Spelling Variations: 
Schultz (Schaffhausen)*
Schulz (Schaffhausen)*
Шульцъ (Schaffhausen)*
Settled in the Following Colonies: 
Discussion & Documentation: 

[Heinrich] Nikolaus Schulz, his wife Anna, and children (Maria, age 5; Johann, age 1) arrived from Lübeck at the port of Oranienbaum on 10 August 1766 aboard a ship under the command of Skipper Nikolaus Peter Pink.

Nicolaus Schultz [sic], his wife Anna Maria, and children (Anna Maria, age 5¼; Joh. Christoph, age 1¼) are recorded on the list of colonists being transported from St. Petersburg to Saratov in 1767.

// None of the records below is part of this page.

PR #1607, opened 2019-09-16
Clean up after GEOparse since they won't do it...

kurtwheeler:
## Issue Number

#1276 

GEO provides metadata in files... #BecauseBio

So GEOparse has to download the files and read them in to get the metadata. At this point GEOparse could clean up those files, but it won't. This probably isn't much of an issue for most people because they aren't downloading hundreds of thousands of these. We do.

Therefore all this PR does is cleanup the metadata files that GEOparse litters. I think this is what went wrong when we ran this command before because I reran the command as a dry run, exec'd onto the docker container, and it had lots of `_family.soft.gz` files. I saw the disk slowing filling up.

## Types of changes

## Functional tests

The unit tests run. I don't have affy samples that need correcting though so it's a tad tricky to test locally.

## Checklist

### DIFF
--- a/foreman/data_refinery_foreman/foreman/management/commands/correct_affy_cdfs.py
+++ b/foreman/data_refinery_foreman/foreman/management/commands/correct_affy_cdfs.py
@@ -11,6 +11,7 @@ the experiment and reprocess it correctly.
 
 from django.core.management.base import BaseCommand
 import GEOparse
+import shutil
 
 from data_refinery_common.models import Experiment, Sample
 from data_refinery_common.logging import get_and_configure_logger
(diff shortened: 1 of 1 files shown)


foreman/data_refinery_foreman/foreman/management/commands/correct_affy_cdfs.py
```diff
@@ -40,30 +44,36 @@ def handle(self, *args, **options):
...
+                        else:
+                            logger.info("Re-surveying experiment with accession code %s",
+                                        experiment.accession_code)
+
+                            purge_experiment(experiment.accession_code)
+
+                            queue_surveyor_for_accession(experiment.accession_code)
+                finally:
+                    # GEOparse downloads files here and never cleans them up! Grrrr!
+                    download_path = GEO_TEMP_DIR + experiment.accession_code + '_family.soft.gz'
```
arielsvn: Does GEO download this file for all experiments? I'm asking because in the GEO downloader we have to handle several types of files.

kurtwheeler: I think that's because the downloader is dealing with more than just metadata.

PR #1609, opened 2019-09-16
Add option to include quant files in dataset

### LINKED ISSUE #1602: API: Expose quant files
### Context

With #1587 it became clear that we should allow computational folks to access these.

### Problem or idea

There is no way to add `quant.sf` files to a collection for downloading. We probably want to expose these only via the API (perhaps, in the front-end, we could provide information for the samples with only quant files by linking to the newly written quant file documentation).

### Solution or next step

We should modify the API to allow folks to retrieve quant files if they verify that they really, really want them.

arielsvn:
## Issue Number

close #1602 

Adds an additional option to the dataset object: `quant_sf_only` to only include the `quant.sf` files in the downloaded dataset.

## Types of changes

## Functional tests

Added local test.

## Checklist


kurtwheeler:
I see this is still a draft, but I don't think `include_quant_files` is a good name for the field. One thing is quant files is apparently a kallisto term instead of salmon. I think @jaclyn-taroni prefers to call them quantSF files. The other thing about the field name is that it says "include" but really instead of just additionally including quantSF files you're instead requesting to ONLY receive quantSF files. @jaclyn-taroni do you think `quant_sf_only` would be an intuitive name for the field?

workers/data_refinery_workers/processors/smasher.py
```diff
@@ -502,10 +513,18 @@ def _smash(job_context: Dict, how="inner") -> Dict:
 
         # Once again, `key` is either a species name or an experiment accession
         for key, input_files in job_context['input_files'].items():
+            # Check if we need to copy the quant.sf files
+            if job_context['dataset'].quant_sf_only:
+                outfile_dir = smash_path + key + "/"
+                os.makedirs(outfile_dir, exist_ok=True)
+                sync_quant_files(outfile_dir, input_files, job_context)
+                # we ONLY want to give quant sf files to the user if that's what they requested
+                continue
```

They are recorded on an appendix to the 1767 census of Paulskaya in Household No. 72 along with a note that they relocated to the Volga German colony of Schaffhausen in 1768.

The Oranienbaum passenger list records that Nikolaus Schulz was a farmer while the 1767 census records that he was a weaver (Weber).

Both the Oranienbaum passenger list and the 1767 census record that Heinrich Nikolaus Schulz came from the German region of Hamburg.

There are no known surviving male lines of this Schulz family among the Volga German colonies.

Sources: 

- Pleve, Igor. Einwanderung in das Wolgagebiet, 1764-1767 Band 3 (Göttingen: Der Göttinger Arbeitskreis, 2005): 365.
- Pleve, Igor. Lists of Colonists to Russia in 1766 (Saratov: State Technical University, 2010): #4437.
- Rauschenbach, Georg. Deutsche Kolonisten auf dem Weg von St. Petersburg nach Saratow: Transportlisten von 1766-1767 (Moscow: G.V. Rauschenbach, 2017): #5091-5094.